PR #1541, opened 2023-11-23
Add injector option to not apply any exception handlers

Soreepeong:
So that you do not end up with some extra unnecessary stack trace when you're debugging with one attached.

### DIFF
--- a/Dalamud.Boot/dllmain.cpp
+++ b/Dalamud.Boot/dllmain.cpp
@@ -134,7 +134,7 @@ DWORD WINAPI InitializeImpl(LPVOID lpParam, HANDLE hMainThreadContinue) {
 
     logging::I("Initializing VEH...");
     if (g_startInfo.NoExceptionHandlers) {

^^^^

WHAT YOU ARE ASKED TO DO — If a line in the records above contains "Boot", copy that line.

TASK ANSWER —
--- a/Dalamud.Boot/dllmain.cpp
+++ b/Dalamud.Boot/dllmain.cpp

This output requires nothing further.